◆ YOUR ASSIGNMENT: Would you restate the entries below word for word, starting at the first line and ending with the one that has "- The picker's"?

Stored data
╔══

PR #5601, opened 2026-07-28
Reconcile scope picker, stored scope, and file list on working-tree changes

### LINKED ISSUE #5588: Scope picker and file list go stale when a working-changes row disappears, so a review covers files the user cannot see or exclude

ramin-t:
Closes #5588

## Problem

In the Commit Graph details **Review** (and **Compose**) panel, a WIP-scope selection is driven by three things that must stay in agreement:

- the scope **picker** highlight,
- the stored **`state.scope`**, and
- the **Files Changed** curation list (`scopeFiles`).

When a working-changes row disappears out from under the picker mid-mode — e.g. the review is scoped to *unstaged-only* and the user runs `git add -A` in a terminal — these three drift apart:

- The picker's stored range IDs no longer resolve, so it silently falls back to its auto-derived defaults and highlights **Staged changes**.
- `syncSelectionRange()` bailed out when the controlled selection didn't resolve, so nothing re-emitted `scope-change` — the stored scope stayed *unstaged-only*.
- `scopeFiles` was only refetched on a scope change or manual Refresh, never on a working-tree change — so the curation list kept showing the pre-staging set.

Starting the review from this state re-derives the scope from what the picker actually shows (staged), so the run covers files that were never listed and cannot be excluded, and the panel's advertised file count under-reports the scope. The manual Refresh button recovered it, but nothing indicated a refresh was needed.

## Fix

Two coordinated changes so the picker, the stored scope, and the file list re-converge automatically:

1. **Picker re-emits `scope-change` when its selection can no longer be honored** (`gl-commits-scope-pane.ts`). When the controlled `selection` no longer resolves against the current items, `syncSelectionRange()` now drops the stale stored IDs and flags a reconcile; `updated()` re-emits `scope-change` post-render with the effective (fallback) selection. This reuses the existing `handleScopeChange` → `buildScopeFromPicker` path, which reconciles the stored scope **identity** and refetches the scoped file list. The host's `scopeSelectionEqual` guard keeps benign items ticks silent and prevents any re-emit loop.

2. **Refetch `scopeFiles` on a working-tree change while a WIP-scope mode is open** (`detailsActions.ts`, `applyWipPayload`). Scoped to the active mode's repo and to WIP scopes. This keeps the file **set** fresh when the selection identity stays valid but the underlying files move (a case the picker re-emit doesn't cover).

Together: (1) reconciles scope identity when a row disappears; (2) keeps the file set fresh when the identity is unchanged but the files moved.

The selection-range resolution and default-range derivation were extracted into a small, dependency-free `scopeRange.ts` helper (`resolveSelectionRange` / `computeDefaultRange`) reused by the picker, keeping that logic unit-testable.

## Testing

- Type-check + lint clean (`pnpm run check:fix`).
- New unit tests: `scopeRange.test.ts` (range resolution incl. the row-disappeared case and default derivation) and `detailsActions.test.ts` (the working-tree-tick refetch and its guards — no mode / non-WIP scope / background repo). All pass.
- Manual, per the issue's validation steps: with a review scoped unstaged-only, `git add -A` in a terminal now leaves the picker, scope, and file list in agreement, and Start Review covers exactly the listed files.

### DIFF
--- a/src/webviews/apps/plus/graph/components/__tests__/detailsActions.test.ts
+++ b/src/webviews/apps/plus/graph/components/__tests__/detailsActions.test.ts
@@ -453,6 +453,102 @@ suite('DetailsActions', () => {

╚══

◆ OUTPUT:
PR #5601, opened 2026-07-28
Reconcile scope picker, stored scope, and file list on working-tree changes

### LINKED ISSUE #5588: Scope picker and file list go stale when a working-changes row disappears, so a review covers files the user cannot see or exclude

ramin-t:
Closes #5588

## Problem

In the Commit Graph details **Review** (and **Compose**) panel, a WIP-scope selection is driven by three things that must stay in agreement:

- the scope **picker** highlight,
- the stored **`state.scope`**, and
- the **Files Changed** curation list (`scopeFiles`).

When a working-changes row disappears out from under the picker mid-mode — e.g. the review is scoped to *unstaged-only* and the user runs `git add -A` in a terminal — these three drift apart:

- The picker's stored range IDs no longer resolve, so it silently falls back to its auto-derived defaults and highlights **Staged changes**.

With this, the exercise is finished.